Admixture Detection End-to-End

Packaged script: examples/admixture_detection.py

Run it from the repo root:

pixi run python examples/admixture_detection.py
pixi run python examples/admixture_detection.py --length 20_000_000 --samples 20

Background

Patterson’s \(D\) (also called the ABBA-BABA statistic) is the canonical genome-wide test for gene flow between populations. Given a rooted four-population topology \((((A, B), C), D)\) – where \(D\) is the outgroup – \(D\) measures the excess of ABBA site patterns (derived in B and C, ancestral in A and D) relative to BABA patterns (derived in A and C, ancestral in B and D). Under the strict tree topology with no gene flow, \(\mathbb{E}[D] = 0\). A positive \(D\) is evidence of admixture from C into B (or vice versa); a negative \(D\) flips the direction.

Genome-wide \(D\) is a ratio of sums (numerator and denominator each summed across sites), so the appropriate uncertainty measure is not a per-site standard error but a block jackknife: drop one contiguous chromosomal block at a time, recompute \(\hat D\), and use the variance of the leave-one-out estimates. This handles the correlation between linked sites correctly.

What the script does

Simulate two 4-population msprime tree sequences sharing the same null topology – one without admixture (the “null” scenario) and one with a 10 % \(C \to B\) admixture pulse (the “admixed” scenario).
Load each tree sequence into a HaplotypeMatrix via HaplotypeMatrix.from_ts.
Run admixture.average_patterson_d on each, which computes the per-site numerator and denominator of \(D\), partitions them into contiguous blocks, and returns the point estimate, the block-jackknife standard error, the z-score, and the per-block leave-one-out values.
Plot the per-block \(D\) distribution and the point estimates with their 95 % confidence intervals (point estimate \(\pm\,1.96\) standard errors) for both scenarios on a single figure.

The expected (and observed) outcome: the null scenario’s CI brackets zero, while the admixed scenario’s CI excludes zero with a clearly negative \(\hat D\) consistent with \(C \to B\) gene flow. Also, you can see the per-block \(D\) distribution is shifted to the left (more negative values) in the admixed scenario, showing the genome-wide signal of admixture.
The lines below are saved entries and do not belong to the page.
PR #5492, opened 2025-07-17
provisioning: allow for provisioning stages

weikanglim:
This change allows for additional provisioning stages to be defined in azure.yaml as `infra.stages`.

The following commands have been updated to reflect this change:

- `provision [stage]` -- Provisioning now accepts a stage name
- `env refresh` -- Refresh state from all stages by default
- `env refresh --stage [stage]` -- Refresh from a stage
- `down` -- Delete resources from all stages by default
- `down --stage [stage]` -- Delete resources from a stage 

Note: Behavior of`pipeline config` is left unchanged; and will require separate treatment in a follow-up change.


cli/azd/internal/cmd/provision.go
```diff
@@ -92,13 +92,17 @@ func NewProvisionFlagsFromEnvAndOptions(envFlag *internal.EnvFlag, global *inter
 }
 
 func NewProvisionCmd() *cobra.Command {
-	return &cobra.Command{
-		Use:   "provision",
+	cmd := &cobra.Command{
+		Use:   "provision [stage]",
```
JeffreyCA: What are your thoughts on having an `--all` flag to be able to provision all stages, similar to how `azd deploy --all` deploys all services?

cli/azd/pkg/infra/provisioning/bicep/bicep_provider.go
```diff
@@ -598,7 +605,8 @@ func (p *BicepProvider) Deploy(ctx context.Context) (*provisioning.DeployResult,
 	}
 
 	deploymentTags := map[string]*string{
-		azure.TagKeyAzdEnvName: to.Ptr(p.env.Name()),
+		azure.TagKeyAzdEnvName:   to.Ptr(p.env.Name()),
+		azure.TagKeyAzdStageName: &p.stage,
```
JeffreyCA: What value are we setting the `azd-stage-name` tag to for the "default" stage (the one provisioned by running `azd provision`)?

Just trying to understand how this works with the changes in `cli/azd/pkg/infra/deployment_manager.go`

cli/azd/internal/cmd/provision.go
wbreza: For this concept I believe stage is referring to things like `dev`, `test`, `prod`, etc.  It would be weird for an `azd provision` command to provision resources for all of these stages in a given command.

cli/azd/cmd/env.go
```diff
@@ -929,12 +929,14 @@ func (en *envNewAction) Run(ctx context.Context) (*actions.ActionResult, error)
...
 type envRefreshFlags struct {
 	hint   string
+	stage  string
 	global *internal.GlobalCommandOptions
 	internal.EnvFlag
 }
 
 func (er *envRefreshFlags) Bind(local *pflag.FlagSet, global *internal.GlobalCommandOptions) {
 	local.StringVarP(&er.hint, "hint", "", "", "Hint to help identify the environment to refresh")
+	local.StringVarP(&er.stage, "stage", "", "", "Stage to refresh the environment from.")
```
wbreza: How is an environment associated with a stage? Is it just the usage of the `--stage` attribute during provision commands right now?

wbreza (commented):
This is a good start but have a couple questions:

In your example you show `app` as a stage.  The term `app` feels like a layer to me and tags like dev, test & prod seem more appropriate as a stage.

Are we mixing the 2 constructs? Let's discuss.

puicchan:
1. Stage should be renamed to layer. Based on GHCP, phase is more idiomatic and common in  Azure docs and Azure ecosystem.
2. UX: for "Stage: infra" consider calling "infra" as base or core? Can be confusing as Bicep for my 2nd layer `eventgrid` is under /infra.
3. Should support recordgroup targetscope? My eventgrind.bicep original scope is recordgroup and had to rewrite to use subscription scope. Less rewrite is better.

cli/azd/internal/cmd/provision.go
weikanglim: Renamed to layers.

To address the original question, `--all` does make sense, but I'd like to hold until we receive a request.

`--all` may differ than the expected `up` workflow definition where additional steps are interleaved, thus great for an ad-hoc test, but perhaps not the highest utility.

cli/azd/pkg/infra/provisioning/bicep/bicep_provider.go
weikanglim: It would be set as "default", whatever the default value is.

On matching, the new deployment would match on tags. However, for older deployments already out there, we'd match based on env name alone.

weikanglim:
@puicchan @wbreza 

Latest changes are renamed to `layers`. A pretty good AI summary attached below on trade-offs, which I do see it as a balanced take.

---

# Stages vs. Layers

## 🔁 **Stages** – Imply sequencing

- **Connotation**: Ordered steps in a process (e.g., "provision storage, then roles").
- **Good for**: Progressive deployments, CI/CD pipelines, partial updates.
- **Typical user question**: *“What’s the next stage I need to deploy?”*

### ✅ Pros
- Familiar term in DevOps workflows (e.g., *build*, *test*, *deploy*).
- Encourages clean separation and partial provisioning.

### ⚠️ Cons
- Implies a linear dependency, even if stages are independent.
- Can confuse users if stages are actually parallel or optional.

---

## 🧱 **Layers** – Imply structure

- **Connotation**: Stackable, composable units (e.g., networking layer, security layer).
- **Good for**: Modular infra design, shared components, composability.
- **Typical user question**: *“What layers make up my infrastructure?”*

### ✅ Pros
- Better metaphor for independent or reusable infra modules.
- Neutral to order — avoids assumptions about execution flow.

### ⚠️ Cons
- Less common in deployment tooling vocabulary.
- May sound like a lower-level abstraction to non-infra folks.

---

## 🧠 Which to choose?

| Use Case                          | Recommended Term |
|----------------------------------|------------------|
| CI/CD pipelines                  | `stages`         |
| Modular, reusable infra blocks   | `layers`         |
| Explicit control over order      | `stages`         |
| Parallel or optional components  | `layers`         |

weikanglim:
@puicchan 

> UX: for "Stage: infra" consider calling "infra" as base or core? Can be confusing as Bicep for my 2nd layer eventgrid is under /infra.

Switched it to "base". I personally find "infra" to be the least confusing of all possible options.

Why it’s useful as a template

The structure – simulate (or load) two scenarios -> compute the same statistic on each with a block-jackknife wrapper -> compare the intervals – is the core of any null-vs-alternative power analysis or calibration check. A few directions to extend:

Different statistic. average_patterson_d has a sibling average_patterson_f3 for the F3 admixture test; the two share the ratio-of-sums structure, so the wrapper code is interchangeable.
Different demographic model. Edit the msprime model to add bottlenecks, varying admixture proportions, ghost populations, etc. This is also the right structure for calibrating a statistic on simulated null data before applying it to your real data.
Block size sensitivity. The script uses a fixed blen=100 but real-data analyses typically check that the estimated standard error is stable across a range of block sizes (1-10 Mb is a common target). Sweeping blen and overlaying the resulting CIs is a one-line change.